Laureatka Literackiej Nagrody Nobla za rok 2018, Olga Tokarczuk, odebrała dyplom i medal noblowski z rąk króla Karola XVI Gustawa. Ceremonia noblowska odbywa się we wtorek w filharmonii sztokholmskiej.
Laureaci Nagrody Nobla dostają złote medale z wygrawerowanym wizerunkiem fundatora Alfreda Nobla oraz łacińską inskrypcją „Inventas vitam iuvat excoluisse per artes”. Są one wykonane ręcznie z 18-karatowego złota i ważą 175 gramów. Dyplomy są wykonane ręcznie przez artystów, jest na nich zdjęcie, imię i nazwisko laureata oraz cytat z uzasadnienia przyznania Nagrody Nobla.
Olga Tokarczuk została poproszona o odebranie wyróżnienia przez Pera Waesterberga z Akademii Szwedzkiej, który wcześniej wygłosił laudację na cześć noblistki.
Pani Tokarczuk, Akademia Szwedzka gratuluje wam. Proszę o odebranie Literackiej Nagrody Nobla z rąk jego królewskiej mości króla Szwecji
— powiedział Waesterberg po polsku.
Polska pisarka - ubrana w czarną, aksamitną suknię do ziemi - wyszła na scenę sztokholmskiej filharmonii jako dziesiąty noblista. Ceremoniał ma związek z kolejnością dziedzin nagrody zapisanych w testamencie Nobla.
Podczas odbierania przez polską noblistkę medalu i dyplomu wszystko przebiegło zgodnie z planem, także zapisany w protokole trzykrotny ukłon, który nie udał się w 1996 r. Wisławie Szymborskiej.

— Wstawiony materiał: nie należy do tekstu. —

Issue #416, opened 2018-08-28
Remove `executeSwap` command from CLI


kilrau:
Just for (Berlin) demo purposes

offerm:
Best to leave the command in and hide it from the list.

To be done AFTER Berlin.

sangaman:
To me, the cli command itself is not a big dea. I'd want to remove the `executeSwap` code from xud though so as not to have to maintain it and to be able to pare down the deal packets from repeating data that's specified by the order, and treating the orderId as a non-nullable field for deal requests. I'm in favor of removing the call entirely, but it's not urgen it offer or anyonen else has plans to use it in the foreseeable future.

kilrau:
@offerm you are the decision maker here, please let us know if you'll use it, then we'll keep it

offerm:
@sangaman @kilrau the only reason to keep this has to do with our planned swap protocol change. My concern is that during the change I would need to wait for XUD related changes in order to check the new protocol.
As such I suggest to leave the executeSwap as is for now and remove it once we implement the next version of the swap Protocol. (https://hackmd.io/s/SJ2qZUzdX)

@Daniel, I suggest we accept the PR or close it. This issue can also be assigned to a later milestone so we will not forget it.

sangaman:
@offerm What about removing `executeSwap` from master and leaving it in a branch if you need it for testing purposes?

kilrau:
Leaving it in a `swap_v2` branch sounds like a good idea to me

Poetka w tym właśnie momencie ceremonii pomyliła się. Olga Tokarczuk swoje trzy ukłony wykonała bez pomyłek.
CZYTAJ RÓWNIEŻ: Prezydent i minister kultury gratulują Tokarczuk. Duda: „To ważny znak, jak ważna i niezastąpiona pozostaje sztuka słowa”
CZYTAJ TAKŻE: A tyle było krzyku… Szef KPRM: Po powrocie premier Morawiecki zaprosi panią Tokarczuk, żeby złożyć jej osobiste gratulacje
Polska literatura błyszczy w Europie – ma w swoim dorobku już kilka Nagród Nobla, a teraz przyszła pora na kolejną, tym razem dla pisarki o światowej renomie i niezwykle rozległym wachlarzu zainteresowań, łączącej w swej twórczości elementy poezji i humoru. Polska, rozdroże Europy, być może nawet jej serce – Olga Tokarczuk odkrywa historię Polski jako kraju będącego ofiarą spustoszenia dokonanego przez wielkie siły, lecz również posiadającego swoją własną historię kolonializmu i antysemityzmu. Olga Tokarczuk nie ucieka od niewygodnej prawdy, nawet pod groźbą śmierci
— mówił Per Waesterberg z Akademii Szwedzkiej w laudacji na cześć Olgi Tokarczuk.
Jego zdaniem twórczość Tokarczuk cechuje „połączenie twardej rzeczywistości z ulotną nierealnością, wnikliwa obserwacja i zafascynowanie mitologią”. Cechy te „czynią z niej jednego z najbardziej oryginalnych prozaików naszych czasów, postrzegających rzeczywistość na nowe sposoby”.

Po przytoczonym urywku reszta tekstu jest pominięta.